The Liverpool Care Pathway developed in the 1990’s was a generic model intended to replicate palliative care across settings. In 2013, the Leadership Alliance for the Care of Dying People (LACDP), a coalition of 21 national organizations, recommended that the United Kingdom phase out the use of the Liverpool Care Pathway in palliative and hospice care by 2014. It was recommended that generic protocols are not the right approach to caring for individuals in palliative care. Instead, care should be individualized and reflect the needs and preferences of the dying person.
One Chance to Get it Right outlines the priorities and objects of the newly implemented care pathway.
The new care pathway will focus on achieving five Priorities for Care when it is believed a person will die within the next few days or hours.
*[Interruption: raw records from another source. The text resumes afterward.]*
PR #1138, opened 2025-11-26
feat(controller): decouple A2A handler registration from controller reconcilation

onematchfox:
**Decided to split this out of https://github.com/kagent-dev/kagent/pull/1133 to try make review a little easier as it's a chunky commit that can live in isolation of the rest of the changes in that PR**

This change separates A2A handler registration from the main `Agent` controller reconciliation loop by introducing a dedicated `A2ARegistrar` that manages the A2A routing table independently from the main controller.

Currently, A2A handler registration is tightly coupled to the `Agent` controller's reconciliation loop, which performs the following operations:
1. Reconcile Kubernetes resources (Deployment, Service, etc.)
2. Store agent metadata in database
3. Register A2A handler in routing table
4. Update resource status

This coupling is problematic for a number of reasons:
1. Breaks horizontal scaling - with leader election enabled (required to prevent duplicate reconciliation), only the leader pod performs reconciliation and registers A2A handlers. When API requests hit non-leader replicas, they fail because those replicas lack the necessary handler registrations.
2. Could be argued that this violates separation of concerns - the controller handles both cluster resource management (its core responsibility) and API routing configuration (an orthogonal concern).
3. Makes future architectural changes (e.g., splitting API and control plane) unnecessarily complex.

This PR attempts to address those concerns ensuring that all controller replicas, when scaled, will maintain consistent A2A routing tables enabling transparent load balancing across replicas. A2A logic is also consolidated into a dedicated package rather than scattered across controller code ensuring a clean separation of API and control plane such that these could be split into independent deployments without significant refactoring in future.

### DIFF
--- a/go/internal/a2a/a2a_registrar.go
+++ b/go/internal/a2a/a2a_registrar.go
@@ -122,10 +122,7 @@ func (a *A2ARegistrar) Start(ctx context.Context) error {
 
 func (a *A2ARegistrar) upsertAgentHandler(ctx context.Context, agent *v1alpha2.Agent, log logr.Logger) error {
 	agentRef := types.NamespacedName{Namespace: agent.GetNamespace(), Name: agent.GetName()}
-	card, err := a.translator.TranslateAgentCard(ctx, agent)
-	if err != nil {
-		return fmt.Errorf("translate agent %s: %w", agentRef, err)
-	}
+	card := agent_translator.GetA2AAgentCard(agent)
 
 	client, err := a2aclient.NewA2AClient(
 		card.URL,
--- a/go/internal/controller/translator/agent/adk_api_translator.go
+++ b/go/internal/controller/translator/agent/adk_api_translator.go
@@ -68,10 +68,6 @@ type AdkApiTranslator interface {
 		ctx context.Context,
 		agent *v1alpha2.Agent,
 	) (*AgentOutputs, error)
-	TranslateAgentCard(
-		ctx context.Context,
-		agent *v1alpha2.Agent,
-	) (*server.AgentCard, error)
 	GetOwnedResourceTypes() []client.Object
 }
 
@@ -149,16 +145,9 @@ func (a *adkApiTranslator) TranslateAgent(
 		return nil, fmt.Errorf("unknown agent type: %s", agent.Spec.Type)
 	}
 
-	card := a.buildAgentCard(agent)
+	card := GetA2AAgentCard(agent)
 
 	return a.buildManifest(ctx, agent, dep, cfg, card, secretHashBytes)
-}
-
-func (a *adkApiTranslator) TranslateAgentCard(
-	ctx context.Context,
-	agent *v1alpha2.Agent,
-) (*server.AgentCard, error) {
-	return a.buildAgentCard(agent), nil
 }
 
 // GetOwnedResourceTypes returns all the resource types that may be created for an agent.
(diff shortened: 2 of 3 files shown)


go/internal/a2a/a2a_registrar.go
```diff
@@ -0,0 +1,171 @@
...
+	}
+
+	if _, err := informer.AddEventHandler(cache.ResourceEventHandlerFuncs{
+		AddFunc: func(obj interface{}) {
+			if agent, ok := obj.(*v1alpha2.Agent); ok {
+				if err := a.upsertAgentHandler(ctx, agent, log); err != nil {
+					log.Error(err, "failed to upsert A2A handler", "agent", common.GetObjectRef(agent))
+				}
+			}
+		},
```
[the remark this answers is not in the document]
onematchfox: Current behaviour is desired. Context is only used when registering the handler (not in the handler implementation). Event handlers should fail immediately if triggered during shutdown - no new handlers should be registered.

go/internal/a2a/a2a_registrar.go
```diff
@@ -0,0 +1,171 @@
...
+			DialContext: func(ctx context.Context, network, addr string) (net.Conn, error) {
+				var zeroDialer net.Dialer
+				return zeroDialer.DialContext(ctx, network, debugAddr)
+			},
+		}
+		return a2aclient.WithHTTPClient(client)
+	} else {
+		return func(*a2aclient.A2AClient) {}
+	}
+}
```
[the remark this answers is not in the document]
onematchfox: Weak excuse... Replacing existing code that does not have tests :sweat:

go/internal/a2a/a2a_registrar.go
```diff
@@ -0,0 +1,171 @@
...
+			),
+		)...,
+	)
+	if err != nil {
+		return fmt.Errorf("create A2A client for %s: %w", agentRef, err)
+	}
+
+	cardCopy := card
+	cardCopy.URL = fmt.Sprintf("%s/%s/", a.a2aBaseUrl, agentRef)
+
```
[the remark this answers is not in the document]
onematchfox: A2A client does not implement Close

go/internal/controller/translator/agent/adk_api_translator.go
```diff
@@ -178,6 +180,29 @@ func (r *adkApiTranslator) GetOwnedResourceTypes() []client.Object {
 	return ownedResources
 }
 
+func (a *adkApiTranslator) buildAgentCard(agent *v1alpha2.Agent) *server.AgentCard {
```
EItanya: Why is this an interface method and not just a public function somewhere? It doesn't seem to use any items on the struct.

go/internal/a2a/a2a_registrar.go
```diff
@@ -0,0 +1,171 @@
...
+func (a *A2ARegistrar) Start(ctx context.Context) error {
+	log := ctrllog.FromContext(ctx).WithName("a2a-registrar")
+
+	informer, err := a.cache.GetInformer(ctx, &v1alpha2.Agent{})
+	if err != nil {
+		return fmt.Errorf("failed to get cache informer: %w", err)
+	}
+
+	if _, err := informer.AddEventHandler(cache.ResourceEventHandlerFuncs{
```
EItanya, line 75: Is there a reason you used the cache directly here instead of creating a `Controller` like the rest of the k8s watchers? I usually prefer consistency across the various watchers so the codebase is easier to grok, but definitely open to this if there's a good reason.

go/internal/controller/translator/agent/adk_api_translator.go
onematchfox: Good point. This method specifically could just be a private helper function. However as for "a public function somewhere" - I would say this functionality does belong in this file (as it does so already today) and should be exposed via the `AdkApiTranslator` since it translates from `v1alpha2.Agent` to `server.AgentCard`.

Happy to refactor - can easily make this a private helper function if thats what you were getting at. Otherwise what would you suggest?

go/internal/a2a/a2a_registrar.go
onematchfox: Yeah, I debated this a bit as well. I ended up just an informer implementation for a couple reasons.

1. `Controllers` come with a bunch of overhead that I think is unnecessary for this implementation. We don't need the reconciliation semantics that controllers are designed for. The registrar doesn't need to loop and update to conmverge on desired state; it just needs to react to add/update/delete events to maintain an in-memory routing table. Additionally we don't need all the other overhead that comes with a controller including predicates, owning/watching relationships, woirk queues, rate limiting, retries, etc.
2. I wanted to explicitly break from the existing controllers. This code needs to run on all controller replicas, hence the `A2ARegistrar` deliberately, and explicilty, returns `false` from `NeedLeaderElection()` - rather than making this [configurable](https://github.com/kagent-dev/kagent/blob/d2cdd9dc7489b7ddc46b43c4e7508b39118a4165/go/pkg/app/app.go#L293) when using a `Controller`.

Finally, looking at it another way... if we were in future going to try and extract a `kagent-api` component, then it would feel very weird to me to be running a "`Controller`" within that component - but maybe that's just me :laughing:

onematchfox: Also.... having 2 `AgentController`s in the same pod also feels really strange (and wrong).

EItanya: I think these are all very good reasons!

go/internal/controller/translator/agent/adk_api_translator.go
EItanya: In my opinion, methods are important when you want to either hide the implementation of an interface, or you need to use some long lived item in a struct. In this case it's neither so really it should just be a public utility function

onematchfox: Refactored in https://github.com/kagent-dev/kagent/pull/1138/commits/8f51f114f4080d5bd4114bc94966fa7ecbfb90f7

These include:
1. This possibility [of death] is recognized and communicated clearly, decisions made and actions taken in accordance with the person’s needs and wishes, and these are regularly reviewed and decisions revised accordingly.
2. Sensitive communication takes place between staff and the dying person, and those identified as important to them.
3. The dying person, and those identified as important to them, are involved in decisions about treatment and care to the extent that the dying person wants.
4. The needs of families and others identified as import to the dying person are actively explore, respected and met as far as possible.
5. An individual plan of care, which included food and drink, symptom control and psychological, social and spiritual support, is agreed, coordinated and delivered with compassion.